Parameter Acceptance Criteria Reported Device Performance WBC Differential (Lymphocytes, Monocytes, Granulocytes) (Specific criteria for precision and accuracy not provided in this document) "Testing met all acceptance criteria" for precision and accuracy. Red Cell Distribution Width (RDW) (Specific criteria for precision and accuracy not provided in this document) "Testing met all acceptance criteria" for precision and accuracy. Mean Platelet Volume (MPV) (Specific criteria for precision and accuracy not provided in this document) "Testing met all acceptance criteria" for precision and accuracy.
Further Study Details (Based on Available Information):
-
Sample size used for the test set and the data provenance:
- Test Set Sample Size: Not specified in the provided text.

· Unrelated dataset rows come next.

PR #1103, opened 2021-02-24
AVRO-3027: .net consumer Backward compatibility issue

ycherkes:
Fixes .net consumer Backward compatibility issue.

### Jira

- My PR addresses the following [AVRO-3027](https://issues.apache.org/jira/browse/AVRO-3027).

### Tests

- My PR adds the following unit tests Avro.Test.SpecificTests.TestSoftMatchOption.


RyanSkraba:
This looks like a good candidate feature for the 1.11.0 major release -- the "soft match" behaviour is wrong (I think) but it happens in Java, and the C# SDK is essentially unchanged if the flag isn't turned on.  Can some C# eyes take a look at this?

ycherkes:
> This looks like a good candidate feature for the 1.11.0 major release -- the "soft match" behavior is wrong (I think) but it happens in Java, and the C# SDK is essentially unchanged if the flag isn't turned on. Can some C# eyes take a look at this?

Now I think it's a good idea to wrap the UseSoftMatch property like this:

SchemaConfiguration:
{
  SchemaCompatibility: {
  UseSoftMatch : true;
  }
}

Because, I think, it's not the only compatibility issue.

For example, we can't find the Avro schema in the schema registry by using the output of SomeSpecificRecord.Schema.ToString() method call.
Where SomeSpecificRecord is a class pre-generated by avrogen tool.
This call returns the schema string that doesn't match the original schema. (misses top-level doc property).

PR #1217, opened 2021-05-11
AVRO-3135: ability to hook into schema ser/deser to implement schema refer…

zolyfarkas:
For details on the rationale of this change please [see](https://issues.apache.org/jira/browse/AVRO-3135)

PR adds the following unit test: TestSchemaSerializationHooks
which should also be a good example for how the functionality can be used.


zolyfarkas:
> This would appear to entangle the parsing of the schema with an infrastructure dependency.
> 
> For example, two different processes were parsing the same document, and did not have the same reference resolver, or resolved the schema to different things, the actual schema would become non-deterministic.

@adamkennedy  this PR adds the ability to hook in a method to resolve a reference. 

It is up to the library user to chose to use a resolver or not.

Although different resolvers could resolve a schemas differently.
I have not seen this happening in practice in my implementations.
(Always used references pointing to immutable content)

One could bring the same argument against logical types.
you can have different conversions/implementations registered in different places and non-deterministic behavior.

opwvhk:
The thing I like about current `.avsc` files is that they are complete. Using external references breaks that, and would require some form of compilation/resolution to name the schema complete again.

Instead, one can also use `.avdl` (IDL) files: these support resolving imports from both
* the file system (splitting large schemata in multiple files) and
* the class path (allowing your dependency system to import schemata by version)

zolyfarkas:
> The thing I like about current `.avsc` files is that they are complete. Using external references breaks that, and would require some form of compilation/resolution to name the schema complete again.
> 
> Instead, one can also use `.avdl` (IDL) files: these support resolving imports from both
> 
> * the file system (splitting large schemata in multiple files) and
> * the class path (allowing your dependency system to import schemata by version)

avsc and avdl are not equivalent, avsc is a data format for schemas while avdl is a format for interfaces/protocols.
avdl is not serialization/deserialization friendly. but it's json representation .avpr is. 

I understand your point.
What about this change enabling a new schema format? let's call it ".ravsc".
.avsc remains references free .ravsc introduces references support...

Think about this PR about enabling the ability to implement .ravsc ....

to understand why I think this is worthwhile, see the use cases I described [at](https://github.com/zolyfarkas/jaxrs-spf4j-demo/wiki/AvroReferences#why-avro-references).

clesaec:
Just a question about proposed code,
Why put methods **customRead** & **customWrite** in Parser.Names class (which is a simple registry of known class), and not directly in Parser class, or in a new Interface as CustomSerializer as
```java
interface CustomSerializer {
  Schema customRead(Function<String, JsonNode> object);
  boolean customWrite(Schema schema, JsonGenerator gen) throws IOException;
}
...
public Parser(CustomSerializer cs) {
      this.cs = cs;
}
```

zolyfarkas:
Github seems to mess up this PR... will create a new one

PR #1236, opened 2021-05-24
AVRO-3150: .gitattributes indicate LF line endings

slominskir:
Java Unit Tests require LF line endings, even on Windows else fail with NewlineAtEndOfFile checkstyle error

### Jira

  - https://issues.apache.org/jira/browse/AVRO-3150

### Tests

To test just clone project on a Windows machine where git has global autocrlf configured.

### Commits

### Documentation

### DIFF
--- a/.gitattributes
+++ b/.gitattributes
@@ -1,0 +1,2 @@
+*.java text eol=lf
+*.properties text eol=lf


iemejia:
Hi, just out of curiosity which tests are enforcing this? I wonder what is the reason behind such decision. I have always assumed that CRLF is the way to go for multiplatform compatibility.

slominskir:
If forcing UNIX `lf` line endings was a mistake then the checkstyle rule should probably be updated to indicate a newline is required, but not specifically require `lf` like so:

```
<module name="NewlineAtEndOfFile"/>
```

I'll update the pull request if this is the case so let me know.

There are a few strategies for line endings - generally always keeping `lf` in the remote GitHub repo is reasonable - however, always forcing users to use `lf` on their local copies else tests fail might not be the best idea.

My understanding is Git on Windows with `autocrlf = true` will automatically convert line endings on checkout and push to ensure the remote repo line endings are not disturbed (`lf`), yet the local system line endings are used (`crlf`).  This obviously doesn't work if tests require `lf` and actually makes collaboration pretty difficult right now as the build fails due to the tests.  It turns out this is fairly difficult to fix locally too - your choices are either the global setting (which may break other projects that assume system default line endings) or per project `.gitattributes`, but that only works if the `.gitattributes` is committed and the project re-checked out.

dkulp:
Changed the checkstyle rule instead

PR #1246, opened 2021-06-03
AVRO-3120: Upgrade maven-maven-plugin and spotless to a more recent version

iemejia:
The maven-maven-plugin upgrade is just to fix a maven issue when building with Java 17, sadly there seems not to be a 3.8.x version to keep them aligned yet.

R: @RyanSkraba

### DIFF
--- a/lang/java/pom.xml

- Data Provenance: Not specified (e.g., country of origin, retrospective or prospective).
-
Number of experts used to establish the ground truth for the test set and the qualifications of those experts:
- This information is not provided as the ground truth determination method is not detailed. For a differential cell counter, this would typically involve trained laboratory technologists performing manual differential counts, potentially reviewed by pathologists.
-
Adjudication method for the test set:
- Not specified.
-
If a multi-reader multi-case (MRMC) comparative effectiveness study was done, and if so, what was the effect size of how much human readers improve with AI vs without AI assistance:
- Not applicable. This device is an automated hematology analyzer, not an AI-assisted diagnostic tool for human readers in the context of image interpretation. It performs automated cell counting and differentiation.
-
If a standalone (i.e., algorithm only without human-in-the-loop performance) was done:
- Yes, implicitly. Automated hematology analyzers operate in a standalone manner to count and differentiate cells. The "testing" mentioned for precision and accuracy likely refers to the performance of the device's algorithms and internal measurement systems without human intervention during the measurement process. Human intervention would occur in sample preparation, loading, and result review.
-
The type of ground truth used (expert consensus, pathology, outcomes data, etc.):
- Not explicitly stated, but for hematology analyzers, the reference method for confirming accuracy of automated differential counts is typically manual microscopic differential count performed by trained technologists, which can be considered a form of "expert consensus" or "gold standard" in hematology.
-
The sample size for the training set:
- Not applicable / Not specified. Automated hematology analyzers from this era (1997) typically rely on pre-programmed algorithms based on physical principles (impedance) and defined cell size ranges, rather than machine learning models that require explicit training sets in the modern sense. The "training" would involve extensive engineering, calibration, and validation against known samples to establish the correct parameters for cell differentiation.
-
How the ground truth for the training set was established:
- Not applicable / Not specified. As explained above, the device likely relies on established physical principles and pre-defined parameters rather than a machine learning training set with ground truth labels. If any "calibration" or parameter optimization was done against known samples, the ground truth would have been established through a reference method like manual differential counts.